Seule la viande labellisée halal ou casher ferait l’objet d’une redevance
Certains députés, comme Lionnel Luca (UMP, Alpes-Maritimes), l’affirment haut et fort, « les citoyens financent des communautés religieuses à leur insu ». Pour mettre fin à « ce problème de laïcité », il a récemment signé, avec une quarantaine de parlementaires, une proposition de loi demandant l’étiquetage obligatoire de la viande abattue rituellement.
Ce soupçon, récurrent, est réapparu lors de la polémique sur la présence de viande abattue rituellement dans le circuit de distribution conventionnel. Il est formellement repoussé par les responsables religieux juifs et musulmans.

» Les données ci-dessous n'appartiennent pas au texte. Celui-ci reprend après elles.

PR #2634, opened 2019-09-23
Add reactive values from list

### LINKED ISSUE #2511: Suggestion: Add a "reactiveValuesFromList" function that mirrors "reactiveValuesToList"
We have a way to convert a reactiveValues list into a regular list with `reactiveValuesToList()`. It would be make sense IMO to have an opposite function `reactiveValuesFromList()` that takes a regular list and creates a `reactiveValues` list from it.

For testing purposes, I use this often, to save the state of a complex reactiveValues variable and read it back into the app at a later time, and it'd be easier if such a function existed. I'm not only asking for myself, I feel like having this symmetry in functions makes sense.

wfjvdham:
resolves #2511


wfjvdham:
I signed it and send it to jj@rstudio.com. But here is it again.

wch:
@wfjvdham We are switching to a new, automated system for CLA's, which unfortunately requires everyone to agree to the CLA using the online system, even if they have already sent in a CLA in the past. This new system will make things easier for future contributors; apologies that you'll have to do it again.

PR #2651, opened 2019-10-03
Use pkgdown for reference page generation

alandipert:
Shiny's [website](https://shiny.rstudio.com) isn't generated by [pkgdown](https://pkgdown.r-lib.org/), but previously we embedded a partial `staticdocs` (original name for pkgdown) configuration that was used as part of the rstudio/shiny-dev-center build.

Part of the (manual) process for that project's build is generation of the pkgdown function reference HTML, which is incorporated into the enclosing Jekyll-based site.

This PR is the first of a 2-step process to move away from `staticdocs` for generating the function reference page on the website. This step is:

1. Embed a `_pkgdown.yml` that names references in the new style. `_pkgdown.yml` supersedes the way staticdocs was configured via `index.r`.
1. Update the relevant unit test that ensures all exported functions are listed in `_pkgdown.yml` file.

The second step is https://github.com/rstudio/shiny-dev-center/pull/128


tests/testthat/test-pkgdown.R
```diff
@@ -0,0 +1,39 @@
+context("pkgdown")
+
+get_exported <- function() {
+  if ('pkgload' %in% installed.packages() && pkgload::is_dev_package('shiny')) {
```
wch: The `pkgload::` is causing a WARNING in R CMD check. I don't think we should add it as a Suggested package, so we'll need a different way of detecting whether the package was loaded via pkgload/devtools.

tests/testthat/test-pkgdown.R
```diff
@@ -0,0 +1,39 @@
...
+                       "pageWithSidebar", "headerPanel", "shiny.appobj",
+                       "deprecatedReactives")
+
+  ## This test ensures that every documented topic is included in
+  ## staticdocs/index.r, unless explicitly waived by specifying it
+  ## in the known_unindexed variable above.
+  missing <- setdiff(all_topics, c(known_unindexed, indexed_topics))
+  unknown <- setdiff(c(known_unindexed, indexed_topics), all_topics)
+  expect_equal(length(missing), 0,
+    info = paste("Functions missing from _pkgdown.yaml:\n",
```
wch: `s/yaml/yml`

tests/testthat/test-pkgdown.R
```diff
@@ -0,0 +1,39 @@
...
+    # We're testing an installed package, possibly for R CMD check
+    unique(unname(readRDS("../../shiny/help/aliases.rds")))
+  }
+}
+
+get_indexed <- function(f = system.file('_pkgdown.yml', package = 'shiny')) {
+  unlist(lapply(yaml::yaml.load_file(f)$reference, function(x) x$contents))
+}
+
+test_that("All man pages have an entry in _pkgdown.yml", {
```
wch: We should use `skip_on_cran()` for this set of tests.

tests/testthat/test-pkgdown.R
wch: yaml vs. yml here (you fixed the other one)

« C’est un mythe, affirme le grand rabbin Bruno Fizson, spécialiste de la question au grand rabbinat de France. La redevance sur la viande casher dans le circuit classique, c’est totalement faux. Elle est payée par le consommateur des produits casher et seulement prélevée sur la viande étiquetée casher. » Même dénégation de la part du président du Conseil français du culte musulman (CFCM), Mohammed Moussaoui : « La redevance est perçue sur la viande certifiée halal. »
Des spécialistes du sujet rejettent aussi l’idée que la viande halal ou casher vendue sans être labellisée comme telle dans le commerce subisse une répercussion du surcoût provoqué par cette procédure spécifique. L’abattage rituel suppose de payer des sacrificateurs et des contrôleurs.
« LOGIQUE COMMERCIALE »
« Quand on achète une viande abattue rituellement mais non labellisée halal ou casher, on ne paye pas un surcoût », affirme Florence Bergeaud-Blackler, chercheuse spécialiste de l’abattage rituel. Au ministère de l’agriculture, on partage cette analyse : « La taxe perçue pour une prestation de service du sacrificateur et/ou du contrôleur l’est seulement sur la viande étiquetée casher ou halal. L’opérateur qui revend la viande n’a aucun intérêt à payer une redevance à l’organisme de certification sur des volumes qui n’iront pas sur le marché rituel. On est dans une pratique et une logique commerciales. »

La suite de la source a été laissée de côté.